I have had great success with RainMaker by Farnam. It does smell, but I don't mind it because it works. It works the best when you put it on daily, but I'm sure that is true with any other product.


----------



## gigem88 (May 10, 2011)

My farrier and I both love Life Data Lab's Hoof Conditioner. It does a great job, plus it comes in a spray!


----------



## sarahkgamble (Nov 7, 2011)

gigem88 said:


> My farrier and I both love Life Data Lab's Hoof Conditioner.

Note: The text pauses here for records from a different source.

PR #534, opened 2022-02-03
fix(Popover): Prevents from adding 5px padding

bentleyvk:
Fixes the issue when `Select` or any other component with `Popover` is close to the side of container, it gets 5px padding which appear isn't random.
Popper documentation: https://popper.js.org/docs/v2/modifiers/prevent-overflow/
Issue in Popper that helped to figure it out: https://github.com/floating-ui/floating-ui/issues/704
image

## Checklist

### DIFF
--- a/src/core/utils/components/Popover.tsx
+++ b/src/core/utils/components/Popover.tsx
@@ -63,13 +63,6 @@ export const Popover = React.forwardRef((props: PopoverProps, ref) => {
     arrow: false,
     duration: 0,
     interactive: true,
-    popperOptions: {
-      strategy: 'fixed',
-      modifiers: [
-        { name: 'flip' },
-        { name: 'preventOverflow', options: { padding: 0 } },
-      ],
-    },
     role: undefined,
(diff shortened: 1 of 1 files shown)


src/core/utils/components/Popover.tsx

It does a great job, plus it comes in a spray!


I've never heard of that one, where can you get it?


----------



## sarahkgamble (Nov 7, 2011)

legyield768 said:


> I have had great success with RainMaker by Farnam. It does smell, but I don't mind it because it works. It works the best when you put it on daily, but I'm sure that is true with any other product.

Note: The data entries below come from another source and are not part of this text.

PR #536, opened 2022-02-03
chore(deps): Bump itwinui-css to 0.45.0

mayank99:
Updated Tile classnames according to https://github.com/iTwin/iTwinUI/pull/431 and added `iui-popover` class to Popover.

## Checklist

- [x] ~~Add meaningful unit tests for your component (verify that all lines are covered)~~

### DIFF
--- a/src/core/Tile/Tile.tsx
+++ b/src/core/Tile/Tile.tsx
@@ -147,15 +147,15 @@ export const Tile = (props: TileProps) => {
       {...rest}
     >
       {thumbnail && (
-        <div className='iui-thumbnail'>
+        <div className='iui-tile-thumbnail'>
           {typeof thumbnail === 'string' ? (
             <div
-              className='iui-picture'
+              className='iui-tile-thumbnail-picture'
               style={{ backgroundImage: `url(${thumbnail})` }}
             />
           ) : thumbnail && (thumbnail as JSX.Element).type === 'img' ? (
             React.cloneElement(thumbnail as JSX.Element, {
-              className: 'iui-picture',
+              className: 'iui-tile-thumbnail-picture',
             })
           ) : React.isValidElement(thumbnail) ? (
             React.cloneElement(thumbnail, {
@@ -167,20 +167,22 @@ export const Tile = (props: TileProps) => {
 
           {leftIcon &&
             React.cloneElement(leftIcon as React.ReactElement, {
-              className: 'iui-small iui-type-indicator',
+              className: 'iui-small iui-tile-thumbnail-type-indicator',
             })}
 
           {rightIcon &&
             React.cloneElement(rightIcon as React.ReactElement, {
-              className: 'iui-small iui-quick-action',
+              className: 'iui-small iui-tile-thumbnail-quick-action',
             })}
 
-          {badge && <div className='iui-badge-container'>{badge}</div>}
+          {badge && (
+            <div className='iui-tile-thumbnail-badge-container'>{badge}</div>
+          )}
         </div>
       )}
 
-      <div className='iui-content'>
-        <div className='iui-name'>
+      <div className='iui-tile-content'>
+        <div className='iui-tile-name'>
           {isSelected && (
             <SvgCheckmark
               className={cx('iui-tile-status-icon', 'iui-informational')}
@@ -193,15 +195,15 @@ export const Tile = (props: TileProps) => {
               aria-hidden
             />
           )}
-          <span className='iui-name-label'>{name}</span>
+          <span className='iui-tile-name-label'>{name}</span>
         </div>
 
         {description != undefined && (
-          <div className='iui-description'>{description}</div>
+          <div className='iui-tile-description'>{description}</div>
         )}
 
         {metadata != undefined && (
-          <div className='iui-metadata'>{metadata}</div>
+          <div className='iui-tile-metadata'>{metadata}</div>
         )}
 
         {moreOptions && (
@@ -223,7 +225,7 @@ export const Tile = (props: TileProps) => {
             <IconButton
               styleType='borderless'
               size='small'
-              className={cx('iui-more-options', {
+              className={cx('iui-tile-more-options', {
                 'iui-visible': isMenuVisible,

That's what my BO uses on her school horses, all of the students say it smells like BBQ sauce, haha.


----------



## sarahkgamble (Nov 7, 2011)

HorsesAreMyPassion said:


> I really like Effol Hufsalbe (hoof ointment) or Effol hoof oil. It's my favourite. I use it almost every day. Before applying any type of dressing or ointment it is important to brush the hooves clean with a stiff bristle brush first so you don't trap the dirt under it.
> 
> I also like Horse Fitform Pedocan hoof ointment or the oil form, my second favourite.
> 
> I have also used Farnam Horseshoer's Secret, Farnam Rainmaker and Absorbine Hooflex and Hoof Heal, but my favourite is Effol hoof ointment or oil.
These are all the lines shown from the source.